Provided records –

※ ※ ※

PR #455, opened 2024-01-11
429 additional report metrics

js-xc:
Not sure what will happen if input reports are not using the same Pxx (usually 50/95/99/99.9), I will check this.

### DIFF
--- a/config/xsl/diffreport/util/timer-table.xsl
+++ b/config/xsl/diffreport/util/timer-table.xsl
@@ -29,7 +29,7 @@
                         <xsl:if test="$type = 'transaction'">
                             <th class="colgroup1">Events</th>
                         </xsl:if>
-                        <th colspan="5">Runtime [ms]</th>
+                        <th colspan="4">Runtime [ms]</th>
                         <xsl:if test="$percentileCount &gt; 0">
 	                        <th colspan="{$percentileCount}" class="colgroup1">Runtime Percentiles [ms]</th>
 	                    </xsl:if>
@@ -46,7 +46,6 @@
                         <xsl:if test="$type = 'transaction'">
                             <th class="table-sortable:numeric colgroup1">Total</th>
                         </xsl:if>
-                        <th class="table-sortable:numeric" title="The median of the data series.">Med.</th>
                         <th class="table-sortable:numeric" title="The arithmetic mean of the data series.">Mean</th>
                         <th class="table-sortable:numeric" title="The smallest value of the data series.">Min.</th>
                         <th class="table-sortable:numeric" title="The largest value of the data series.">Max.</th>
--- a/config/xsl/diffreport/util/timer-table.xsl
+++ b/config/xsl/diffreport/util/timer-table.xsl
@@ -85,19 +85,39 @@
 	                                <xsl:value-of select="11 + $percentileCount"/>
 	                            </xsl:when>
 	                            <xsl:when test="$type = 'transaction'">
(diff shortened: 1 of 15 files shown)


jowerner:
Now that we have the Percentiles column set in the table, we can remove the Median column in the Runtime column set.

jowerner:
In case there is no data available to show in a table, the then empty table misses some cells in the table body and footer.

jowerner:
Add an asterisk to the 1/h and 1/d column headers in the Bandwidth table to indicate these values are projected.

js-xc:
> Add an asterisk to the 1/h and 1/d column headers in the Bandwidth table to indicate these values are projected.

This applies to diffreport as well as loadtest report, right?

jowerner:
> > Add an asterisk to the 1/h and 1/d column headers in the Bandwidth table to indicate these values are projected.
> 
> This applies to diffreport as well as loadtest report, right?

Right.

jowerner:
While we are at it, could you please add an explanation for the two asterisks at the Distinct** column to the help text of the Requests page? Have a look at the load test report and borrow the text from there.

jowerner:
In `config/xsl/loadreport/util/timer-row.xsl`, we show the "Distinct" column for requests only. Please simplify the template by using a plain `xsl:if` instead of `xsl:choose`.

js-xc:
> In case there is no data available to show in a table, the then empty table misses some cells in the table body and footer.

I don't understand, what's wrong with this? Or is the html wrong and Firefox is just filling the gaps itself so that it looks ok?
Screenshot from 2024-01-15 13-50-10

jowerner:
> > In case there is no data available to show in a table, the then empty table misses some cells in the table body and footer.
> 
> I don't understand, what's wrong with this? Or is the html wrong and Firefox is just filling the gaps itself so that it looks ok? Screenshot from 2024-01-15 13-50-10

See below:

Screenshot 2024-01-15 at 13-53-58 XLT Performance Comparison Report - Page Load Timings

config/xsl/diffreport/util/timer-table.xsl
```diff
@@ -0,0 +1,116 @@
...
+	                                <xsl:value-of select="12 + $percentileCount"/>
+	                            </xsl:when>
+	                            <xsl:when test="$type = 'action'">
+	                                <xsl:value-of select="12 + $percentileCount"/>
+	                            </xsl:when>
+	                            <xsl:otherwise>
+	                                <xsl:value-of select="11 + $percentileCount"/>
+	                            </xsl:otherwise>
+	                        </xsl:choose>
+                        </xsl:variable>
```
jowerner, line 97: The calculated columns value looks incorrect to me, except for requests. But see the other comment below as well.

config/xsl/diffreport/util/timer-table.xsl
```diff
@@ -0,0 +1,116 @@
...
+                        <tfoot>
+                            <tr>
+                                <td colspan="{$columns}"></td>
+                            </tr>
+                            <xsl:call-template name="filtered-footer-row" />
+                        </tfoot>
```
jowerner, line 103: When using a single td with colspan, the column (set) striping effect as introduced in the table header is lost. We should have at least one td per column (set). Make sure to match the look with the Bandwidth table.

(I know that column striping in general is a mess in the diff report, but definitely another topic. Just wanted to make sure that we don't add to it.)

jowerner (approved):

PR #468, opened 2024-02-13
consider action name on error dump count

js-xc:


src/main/java/com/xceptance/xlt/engine/resultbrowser/ErrorCounter.java
```diff
@@ -201,7 +201,7 @@ public boolean countDumpIfOpen(final SessionImpl session)
         if (session.hasFailed())
         {
             // get the error key
-            final String key = getErrorKey(session.getUserName(), session.getFailReason());
+            final String key = getErrorKey(session.getUserName()+session.getCurrentActionName(), session.getFailReason());
```
jowerner, line 204: This did not work in my mini load test, because the current action name was always null. I had to change the code to use `session.getFailedActionName()` to make it work. In addition, I would like to separate the two parts by a "|" to reduce the chance for ambiguities.

```suggestion
            final String key = getErrorKey(session.getUserName() + "|" + session.getFailedActionName(), session.getFailReason());
```

jowerner (changes requested):
See comments.

src/main/java/com/xceptance/xlt/engine/resultbrowser/ErrorCounter.java
jowerner: An even better solution would be to pass the failed action name as additional argument to `getErrorKey()`. This involves adjusting some test cases, though.

jowerner (approved):

PR #1263, opened 2019-02-07
pubsub: add azure servicebus pubsub example

vsaroopchand:
Adds to #76 and PR #1207


pubsub/azurepubsub/example_test.go
```diff
@@ -0,0 +1,113 @@
...
+
+	// Construct a Service Bus Namespace from a SAS Token.
+	// See https://godoc.org/github.com/Azure/azure-service-bus-go#Namespace.
+	ns, err := azurepubsub.NewNamespaceFromConnectionString(connString)
+	logFatal(err)
+
+	// Construct a Service Bus Topic for a topicName associated with a NameSpace.
+	// See https://godoc.org/github.com/Azure/azure-service-bus-go#Topic.
+	sbTopic, err := azurepubsub.NewTopic(ns, topicName, nil)
+	logFatal(err)
```
vangent: Nit: can you do the error checking inline instead of in `logFatal`? IIUC, the example will not show the source for `logFatal` so it's a bit confusing to read.

pubsub/azurepubsub/example_test.go
```diff
@@ -0,0 +1,113 @@
...
+	"os"
+
+	"gocloud.dev/pubsub"
+	"gocloud.dev/pubsub/azurepubsub"
+)
+
+var (
+	// See docs below on how to provision an Azure Service Bus Namespace and obtaining the connection string.
+	// https://docs.microsoft.com/en-us/azure/service-bus-messaging/service-bus-dotnet-get-started-with-queues
+	connString = os.Getenv("SERVICEBUS_CONNECTION_STRING")
```
vangent: Same here, moving this var and comment inline into each of the two examples so users see it.

PR #1264, opened 2019-02-07
pubsub: deflake TestReceiveReturnsErrorFromSendAcks

### LINKED ISSUE #1238: pubsub/tests: TestReceiveReturnsErrorFromSendAcks is flaky
Test failed on Travis:

```
--- FAIL: TestReceiveReturnsErrorFromSendAcks (5.02s)
    acks_test.go:341: got context deadline exceeded; last error: <nil>, want SendAcks failed
FAIL
```

I couldn't repro locally.

ijt:
Fixes #1238.

The problem was that there was a fixed-size queue of messages that was being consumed, and sometimes that queue would be consumed before the error from the ack could get through. Once the queue was consumed, the next call to `sub.Receive` would keep on getting empty batches from `ReceiveBatch` and so it would keep on trying and the test would hang. It was a subtle race condition not detected by the -race flag. This change solves the problem by replacing the subscription driver with one that keeps on returning singleton batches of messages indefinitely, eliminating the race condition.

With this change, I ran `TestReceiveReturnsErrorFromSendAcks` with a count of one million and it passed.
```
[ ~/src/gocloud.dev/pubsub ] go test -run=TestReceiveReturnsErrorFromSendAcks -count=$((1000 * 1000))
PASS
ok  	gocloud.dev/pubsub	60.014s
```

### DIFF
--- a/pubsub/acks_test.go
+++ b/pubsub/acks_test.go
@@ -34,6 +34,11 @@ type ackingDriverSub struct {
 }
 
 func (s *ackingDriverSub) ReceiveBatch(ctx context.Context, maxMessages int) ([]*driver.Message, error) {
+	if len(s.q) == 0 {
+		// The queue won't be replenished. This means the test would just time
+		// out, so fail early and loudly instead.
+		panic("s.q is empty!")
+	}
 	if len(s.q) <= maxMessages {
 		ms := s.q
 		s.q = nil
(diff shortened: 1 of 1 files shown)


ijt:
Updated the description. PTAL.

ijt:
I'm closing this as it didn't address the bug uncovered by the flaking test.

※ ※ ※

Assigned task –
Keep only those lines of the records that hold "indicate", and return them.

Reply –
Add an asterisk to the 1/h and 1/d column headers in the Bandwidth table to indicate these values are projected.
> Add an asterisk to the 1/h and 1/d column headers in the Bandwidth table to indicate these values are projected.
> > Add an asterisk to the 1/h and 1/d column headers in the Bandwidth table to indicate these values are projected.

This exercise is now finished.